* [What this task involves]:
Looking at the records below, please work out how many lines contain the word "init" and give the number alone.

(Stored items)
----

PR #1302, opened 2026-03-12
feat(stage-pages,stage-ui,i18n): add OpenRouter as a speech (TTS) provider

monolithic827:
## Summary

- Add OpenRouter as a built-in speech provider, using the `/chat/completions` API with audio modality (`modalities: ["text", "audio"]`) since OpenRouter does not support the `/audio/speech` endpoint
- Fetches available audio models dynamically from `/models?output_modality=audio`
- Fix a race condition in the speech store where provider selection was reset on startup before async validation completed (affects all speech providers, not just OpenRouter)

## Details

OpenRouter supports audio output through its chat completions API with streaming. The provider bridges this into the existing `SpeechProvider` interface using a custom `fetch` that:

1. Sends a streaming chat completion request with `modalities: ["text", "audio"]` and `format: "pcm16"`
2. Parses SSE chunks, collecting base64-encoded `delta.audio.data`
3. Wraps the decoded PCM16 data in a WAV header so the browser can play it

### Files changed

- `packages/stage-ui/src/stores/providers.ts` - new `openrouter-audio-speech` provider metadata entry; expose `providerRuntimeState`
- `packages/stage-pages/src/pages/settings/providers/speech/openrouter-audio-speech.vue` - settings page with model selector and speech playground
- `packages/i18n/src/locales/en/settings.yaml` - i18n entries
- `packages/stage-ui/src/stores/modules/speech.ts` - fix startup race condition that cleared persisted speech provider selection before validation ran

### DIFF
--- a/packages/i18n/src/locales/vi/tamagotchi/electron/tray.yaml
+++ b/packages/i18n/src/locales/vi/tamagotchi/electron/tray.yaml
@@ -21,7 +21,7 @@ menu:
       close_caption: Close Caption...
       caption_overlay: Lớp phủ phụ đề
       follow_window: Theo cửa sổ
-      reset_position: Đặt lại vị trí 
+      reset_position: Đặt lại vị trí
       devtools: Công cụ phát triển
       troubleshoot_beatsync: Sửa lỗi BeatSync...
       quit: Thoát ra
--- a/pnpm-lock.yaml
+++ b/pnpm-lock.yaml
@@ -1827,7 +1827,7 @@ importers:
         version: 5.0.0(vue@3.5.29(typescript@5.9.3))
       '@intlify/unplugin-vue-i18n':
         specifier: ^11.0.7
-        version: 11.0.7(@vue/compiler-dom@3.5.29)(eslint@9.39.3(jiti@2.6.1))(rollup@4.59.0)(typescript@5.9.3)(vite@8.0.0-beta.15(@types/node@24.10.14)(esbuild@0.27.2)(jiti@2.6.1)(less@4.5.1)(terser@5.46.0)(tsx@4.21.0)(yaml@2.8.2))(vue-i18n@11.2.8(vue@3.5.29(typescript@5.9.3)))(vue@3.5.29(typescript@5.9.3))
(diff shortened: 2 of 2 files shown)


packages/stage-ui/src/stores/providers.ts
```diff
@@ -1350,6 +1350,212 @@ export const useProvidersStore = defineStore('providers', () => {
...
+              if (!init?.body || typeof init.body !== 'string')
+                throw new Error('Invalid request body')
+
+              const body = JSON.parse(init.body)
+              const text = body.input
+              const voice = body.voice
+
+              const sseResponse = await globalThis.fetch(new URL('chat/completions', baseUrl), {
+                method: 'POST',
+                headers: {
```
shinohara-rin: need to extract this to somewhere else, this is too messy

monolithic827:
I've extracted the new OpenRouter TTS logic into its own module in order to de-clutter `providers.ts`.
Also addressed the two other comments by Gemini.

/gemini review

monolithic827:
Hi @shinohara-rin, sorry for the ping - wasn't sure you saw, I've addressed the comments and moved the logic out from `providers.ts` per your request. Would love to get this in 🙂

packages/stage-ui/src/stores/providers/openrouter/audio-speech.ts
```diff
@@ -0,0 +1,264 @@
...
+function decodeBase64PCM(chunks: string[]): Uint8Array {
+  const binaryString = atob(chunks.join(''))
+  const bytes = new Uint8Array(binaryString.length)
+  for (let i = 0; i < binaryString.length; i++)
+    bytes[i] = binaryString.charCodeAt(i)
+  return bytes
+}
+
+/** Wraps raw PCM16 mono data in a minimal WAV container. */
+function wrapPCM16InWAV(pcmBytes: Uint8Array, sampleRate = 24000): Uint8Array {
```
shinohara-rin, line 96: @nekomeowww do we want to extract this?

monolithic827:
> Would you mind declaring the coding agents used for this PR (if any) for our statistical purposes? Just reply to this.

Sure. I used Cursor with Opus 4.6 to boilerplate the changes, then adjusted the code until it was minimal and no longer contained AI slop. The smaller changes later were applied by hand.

----

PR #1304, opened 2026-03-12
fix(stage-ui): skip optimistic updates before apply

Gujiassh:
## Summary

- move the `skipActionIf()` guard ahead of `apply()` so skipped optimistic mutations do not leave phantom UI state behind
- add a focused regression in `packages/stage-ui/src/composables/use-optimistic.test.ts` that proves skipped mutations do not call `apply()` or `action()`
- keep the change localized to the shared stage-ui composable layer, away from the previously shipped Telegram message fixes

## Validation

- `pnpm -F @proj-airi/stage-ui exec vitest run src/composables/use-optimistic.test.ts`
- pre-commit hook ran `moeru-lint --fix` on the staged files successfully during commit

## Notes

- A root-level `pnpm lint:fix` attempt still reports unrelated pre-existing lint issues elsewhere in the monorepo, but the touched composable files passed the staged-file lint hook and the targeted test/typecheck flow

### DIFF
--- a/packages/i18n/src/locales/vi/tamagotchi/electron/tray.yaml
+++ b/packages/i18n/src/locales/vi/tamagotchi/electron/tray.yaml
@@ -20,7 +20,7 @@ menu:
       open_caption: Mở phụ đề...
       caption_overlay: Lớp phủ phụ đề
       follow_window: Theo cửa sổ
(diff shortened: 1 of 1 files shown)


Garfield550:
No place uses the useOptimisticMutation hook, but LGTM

----

* [Task answer]:
2